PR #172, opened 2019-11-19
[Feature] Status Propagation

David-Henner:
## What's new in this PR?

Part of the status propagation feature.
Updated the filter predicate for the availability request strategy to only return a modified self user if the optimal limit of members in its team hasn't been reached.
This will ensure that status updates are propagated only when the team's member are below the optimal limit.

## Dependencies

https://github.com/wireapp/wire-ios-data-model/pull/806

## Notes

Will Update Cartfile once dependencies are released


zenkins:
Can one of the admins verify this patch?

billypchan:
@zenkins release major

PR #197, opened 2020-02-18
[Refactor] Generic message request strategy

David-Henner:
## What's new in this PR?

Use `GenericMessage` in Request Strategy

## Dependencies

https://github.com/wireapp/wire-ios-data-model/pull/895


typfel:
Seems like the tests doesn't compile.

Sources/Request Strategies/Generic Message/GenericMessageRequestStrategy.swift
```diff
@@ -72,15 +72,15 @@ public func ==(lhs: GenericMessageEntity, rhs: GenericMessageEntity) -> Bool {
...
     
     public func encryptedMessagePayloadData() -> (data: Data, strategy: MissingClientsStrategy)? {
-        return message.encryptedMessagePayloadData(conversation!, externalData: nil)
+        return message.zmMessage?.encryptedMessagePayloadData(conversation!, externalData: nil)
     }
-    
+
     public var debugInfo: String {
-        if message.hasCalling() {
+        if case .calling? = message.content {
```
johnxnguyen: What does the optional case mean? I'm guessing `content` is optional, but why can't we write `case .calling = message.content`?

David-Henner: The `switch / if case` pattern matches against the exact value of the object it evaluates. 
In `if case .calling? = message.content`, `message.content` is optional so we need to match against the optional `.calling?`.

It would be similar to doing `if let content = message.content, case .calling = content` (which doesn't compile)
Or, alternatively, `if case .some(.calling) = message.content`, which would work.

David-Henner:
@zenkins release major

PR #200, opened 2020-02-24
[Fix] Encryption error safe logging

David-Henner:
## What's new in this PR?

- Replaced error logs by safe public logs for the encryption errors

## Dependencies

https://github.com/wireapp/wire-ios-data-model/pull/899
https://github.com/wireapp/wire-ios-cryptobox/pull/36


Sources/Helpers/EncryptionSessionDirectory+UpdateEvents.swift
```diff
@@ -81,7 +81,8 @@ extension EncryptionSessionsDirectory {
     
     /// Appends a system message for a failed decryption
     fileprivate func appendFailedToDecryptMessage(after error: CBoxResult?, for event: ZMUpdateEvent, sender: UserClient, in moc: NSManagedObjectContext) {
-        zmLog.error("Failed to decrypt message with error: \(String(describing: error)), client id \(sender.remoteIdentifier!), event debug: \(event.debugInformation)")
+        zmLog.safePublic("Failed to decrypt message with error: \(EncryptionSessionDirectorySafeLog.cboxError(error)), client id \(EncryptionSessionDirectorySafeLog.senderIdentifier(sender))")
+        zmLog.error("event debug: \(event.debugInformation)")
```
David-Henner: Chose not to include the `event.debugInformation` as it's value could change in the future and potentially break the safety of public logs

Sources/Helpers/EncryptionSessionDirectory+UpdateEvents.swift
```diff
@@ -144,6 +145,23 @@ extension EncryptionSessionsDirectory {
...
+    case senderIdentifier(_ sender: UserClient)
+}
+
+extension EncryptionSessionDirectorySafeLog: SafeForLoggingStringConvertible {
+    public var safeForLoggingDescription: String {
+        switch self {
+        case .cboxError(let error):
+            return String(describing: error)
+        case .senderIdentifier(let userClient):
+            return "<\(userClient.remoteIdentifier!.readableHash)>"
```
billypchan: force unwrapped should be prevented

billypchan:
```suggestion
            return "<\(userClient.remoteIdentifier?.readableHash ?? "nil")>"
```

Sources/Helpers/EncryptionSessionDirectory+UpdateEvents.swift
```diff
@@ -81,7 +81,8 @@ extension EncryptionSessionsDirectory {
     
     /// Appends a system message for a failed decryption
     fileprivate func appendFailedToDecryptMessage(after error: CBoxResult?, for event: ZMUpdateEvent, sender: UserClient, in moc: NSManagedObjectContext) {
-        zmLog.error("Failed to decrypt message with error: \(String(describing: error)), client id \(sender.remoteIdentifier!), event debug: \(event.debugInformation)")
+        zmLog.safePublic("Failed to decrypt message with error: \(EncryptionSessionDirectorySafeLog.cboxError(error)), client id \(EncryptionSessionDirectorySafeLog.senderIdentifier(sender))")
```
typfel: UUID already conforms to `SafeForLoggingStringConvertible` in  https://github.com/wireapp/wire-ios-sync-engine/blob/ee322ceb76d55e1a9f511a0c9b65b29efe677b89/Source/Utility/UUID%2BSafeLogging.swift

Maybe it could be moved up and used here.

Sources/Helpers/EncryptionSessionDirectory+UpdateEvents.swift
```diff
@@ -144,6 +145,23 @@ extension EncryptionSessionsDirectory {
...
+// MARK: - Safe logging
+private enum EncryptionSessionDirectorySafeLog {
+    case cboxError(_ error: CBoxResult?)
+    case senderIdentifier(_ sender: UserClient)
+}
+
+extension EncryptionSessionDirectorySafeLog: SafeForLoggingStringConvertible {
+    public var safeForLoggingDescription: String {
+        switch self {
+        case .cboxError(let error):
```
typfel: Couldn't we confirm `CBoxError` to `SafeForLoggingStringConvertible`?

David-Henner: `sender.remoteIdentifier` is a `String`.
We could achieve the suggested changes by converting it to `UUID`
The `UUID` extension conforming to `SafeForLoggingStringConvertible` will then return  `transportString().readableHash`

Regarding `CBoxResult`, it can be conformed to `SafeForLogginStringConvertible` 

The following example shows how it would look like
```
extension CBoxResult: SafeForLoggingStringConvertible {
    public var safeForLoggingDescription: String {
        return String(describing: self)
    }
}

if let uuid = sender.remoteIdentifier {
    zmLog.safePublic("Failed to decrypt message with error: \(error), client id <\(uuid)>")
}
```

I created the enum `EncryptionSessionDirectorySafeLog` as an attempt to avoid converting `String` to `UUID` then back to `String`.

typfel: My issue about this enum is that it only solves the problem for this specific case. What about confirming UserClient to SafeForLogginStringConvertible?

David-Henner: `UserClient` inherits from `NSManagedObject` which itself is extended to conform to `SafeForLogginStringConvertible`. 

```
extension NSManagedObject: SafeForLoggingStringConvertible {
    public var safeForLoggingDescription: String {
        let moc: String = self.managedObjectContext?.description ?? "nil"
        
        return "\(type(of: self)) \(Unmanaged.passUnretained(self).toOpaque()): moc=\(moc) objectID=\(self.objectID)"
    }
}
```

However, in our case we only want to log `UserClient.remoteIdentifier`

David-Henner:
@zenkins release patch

_ _ _

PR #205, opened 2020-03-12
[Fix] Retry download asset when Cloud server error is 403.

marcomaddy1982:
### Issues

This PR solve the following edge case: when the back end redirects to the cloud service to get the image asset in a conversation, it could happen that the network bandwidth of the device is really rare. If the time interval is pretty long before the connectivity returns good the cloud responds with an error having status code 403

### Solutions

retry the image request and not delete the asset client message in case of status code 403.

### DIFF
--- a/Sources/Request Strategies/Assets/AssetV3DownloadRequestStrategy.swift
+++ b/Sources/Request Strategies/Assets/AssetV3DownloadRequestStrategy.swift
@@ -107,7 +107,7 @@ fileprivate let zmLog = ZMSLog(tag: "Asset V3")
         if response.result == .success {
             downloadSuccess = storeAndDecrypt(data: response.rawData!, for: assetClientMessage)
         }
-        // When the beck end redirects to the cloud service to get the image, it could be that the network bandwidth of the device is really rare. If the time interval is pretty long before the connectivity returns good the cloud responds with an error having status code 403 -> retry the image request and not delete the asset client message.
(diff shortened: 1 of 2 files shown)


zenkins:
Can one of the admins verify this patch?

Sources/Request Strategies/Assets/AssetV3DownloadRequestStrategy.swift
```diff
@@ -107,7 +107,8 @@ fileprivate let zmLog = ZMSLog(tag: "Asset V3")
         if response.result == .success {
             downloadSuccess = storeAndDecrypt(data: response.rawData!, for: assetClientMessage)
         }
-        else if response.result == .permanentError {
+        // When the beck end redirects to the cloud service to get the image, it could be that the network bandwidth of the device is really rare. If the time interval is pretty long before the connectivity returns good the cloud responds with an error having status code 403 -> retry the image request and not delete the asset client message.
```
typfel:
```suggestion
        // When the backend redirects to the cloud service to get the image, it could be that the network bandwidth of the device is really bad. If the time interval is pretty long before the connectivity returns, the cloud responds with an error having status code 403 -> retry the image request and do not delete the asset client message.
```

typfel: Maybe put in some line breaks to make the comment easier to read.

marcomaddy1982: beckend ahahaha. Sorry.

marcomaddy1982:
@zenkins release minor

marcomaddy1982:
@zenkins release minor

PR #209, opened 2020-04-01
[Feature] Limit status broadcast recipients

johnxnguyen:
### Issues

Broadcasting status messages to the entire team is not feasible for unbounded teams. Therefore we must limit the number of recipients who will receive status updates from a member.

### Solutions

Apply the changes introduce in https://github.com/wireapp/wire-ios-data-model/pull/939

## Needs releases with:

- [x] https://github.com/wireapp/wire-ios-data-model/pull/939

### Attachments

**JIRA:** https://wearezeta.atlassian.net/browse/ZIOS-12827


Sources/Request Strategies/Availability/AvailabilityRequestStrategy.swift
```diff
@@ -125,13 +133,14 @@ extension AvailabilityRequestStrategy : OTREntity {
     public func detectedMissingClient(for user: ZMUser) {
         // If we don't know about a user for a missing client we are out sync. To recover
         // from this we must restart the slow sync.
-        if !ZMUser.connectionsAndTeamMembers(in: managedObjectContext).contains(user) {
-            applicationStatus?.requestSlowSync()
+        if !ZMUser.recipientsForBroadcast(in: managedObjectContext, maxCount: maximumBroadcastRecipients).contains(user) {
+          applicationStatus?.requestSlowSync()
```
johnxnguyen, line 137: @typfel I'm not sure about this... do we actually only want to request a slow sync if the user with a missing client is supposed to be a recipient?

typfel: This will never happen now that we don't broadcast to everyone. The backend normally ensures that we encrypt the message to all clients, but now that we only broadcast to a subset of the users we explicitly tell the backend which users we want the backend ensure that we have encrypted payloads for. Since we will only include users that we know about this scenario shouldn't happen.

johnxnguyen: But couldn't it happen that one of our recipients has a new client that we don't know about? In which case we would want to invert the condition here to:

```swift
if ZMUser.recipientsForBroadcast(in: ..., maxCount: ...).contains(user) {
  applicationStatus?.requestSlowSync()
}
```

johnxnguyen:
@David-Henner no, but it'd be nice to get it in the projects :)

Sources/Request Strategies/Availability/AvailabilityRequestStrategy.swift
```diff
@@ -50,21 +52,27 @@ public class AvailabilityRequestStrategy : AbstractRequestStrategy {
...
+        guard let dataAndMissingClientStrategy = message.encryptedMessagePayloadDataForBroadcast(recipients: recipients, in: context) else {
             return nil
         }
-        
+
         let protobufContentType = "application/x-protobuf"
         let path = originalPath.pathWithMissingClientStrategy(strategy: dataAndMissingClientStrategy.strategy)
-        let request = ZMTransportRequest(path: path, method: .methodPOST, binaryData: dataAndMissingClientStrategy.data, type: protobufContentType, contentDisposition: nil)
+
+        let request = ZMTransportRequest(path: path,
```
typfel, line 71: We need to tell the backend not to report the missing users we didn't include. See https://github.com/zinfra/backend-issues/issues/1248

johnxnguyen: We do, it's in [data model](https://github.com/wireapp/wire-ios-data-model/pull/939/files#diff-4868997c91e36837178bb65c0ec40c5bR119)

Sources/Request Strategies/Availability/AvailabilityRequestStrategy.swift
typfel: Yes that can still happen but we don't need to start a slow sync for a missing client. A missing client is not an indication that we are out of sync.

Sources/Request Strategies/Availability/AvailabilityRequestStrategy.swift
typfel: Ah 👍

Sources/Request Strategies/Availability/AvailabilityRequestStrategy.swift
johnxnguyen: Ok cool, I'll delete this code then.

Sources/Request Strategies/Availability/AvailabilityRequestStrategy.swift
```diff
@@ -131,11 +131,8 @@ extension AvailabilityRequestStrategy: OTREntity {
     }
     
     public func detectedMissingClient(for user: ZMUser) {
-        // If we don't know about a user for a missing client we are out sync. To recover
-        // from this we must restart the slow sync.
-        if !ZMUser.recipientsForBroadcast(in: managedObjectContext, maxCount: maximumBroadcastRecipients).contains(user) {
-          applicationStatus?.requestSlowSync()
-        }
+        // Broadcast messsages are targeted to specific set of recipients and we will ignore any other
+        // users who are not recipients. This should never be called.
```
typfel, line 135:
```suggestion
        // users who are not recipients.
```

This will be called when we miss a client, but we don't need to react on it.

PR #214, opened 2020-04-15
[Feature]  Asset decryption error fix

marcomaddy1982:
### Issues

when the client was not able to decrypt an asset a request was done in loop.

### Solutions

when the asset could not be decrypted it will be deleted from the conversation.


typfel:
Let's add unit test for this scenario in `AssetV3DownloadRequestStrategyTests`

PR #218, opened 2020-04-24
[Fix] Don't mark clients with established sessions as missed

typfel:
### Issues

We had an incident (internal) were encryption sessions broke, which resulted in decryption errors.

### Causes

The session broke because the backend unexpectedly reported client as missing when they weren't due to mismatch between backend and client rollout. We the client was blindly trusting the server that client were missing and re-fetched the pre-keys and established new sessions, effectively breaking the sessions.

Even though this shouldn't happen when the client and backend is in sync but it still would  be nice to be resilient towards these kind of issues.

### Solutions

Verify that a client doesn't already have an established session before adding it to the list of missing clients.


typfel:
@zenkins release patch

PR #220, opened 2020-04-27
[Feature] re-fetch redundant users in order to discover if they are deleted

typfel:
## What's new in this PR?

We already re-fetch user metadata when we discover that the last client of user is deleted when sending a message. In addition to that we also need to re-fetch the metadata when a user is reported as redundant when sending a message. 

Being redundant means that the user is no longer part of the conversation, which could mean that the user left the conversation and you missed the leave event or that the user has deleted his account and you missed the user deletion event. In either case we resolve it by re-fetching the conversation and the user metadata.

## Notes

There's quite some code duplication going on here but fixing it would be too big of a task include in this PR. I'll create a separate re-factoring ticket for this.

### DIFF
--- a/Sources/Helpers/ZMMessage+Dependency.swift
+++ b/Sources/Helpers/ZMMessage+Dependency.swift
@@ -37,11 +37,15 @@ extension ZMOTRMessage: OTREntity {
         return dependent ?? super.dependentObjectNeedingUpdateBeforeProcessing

_ _ _

**What needs to be done**
If a line in the material holds "ZMTransportRequest", copy it.

**Exercise solution**
-        let request = ZMTransportRequest(path: path, method: .methodPOST, binaryData: dataAndMissingClientStrategy.data, type: protobufContentType, contentDisposition: nil)
+        let request = ZMTransportRequest(path: path,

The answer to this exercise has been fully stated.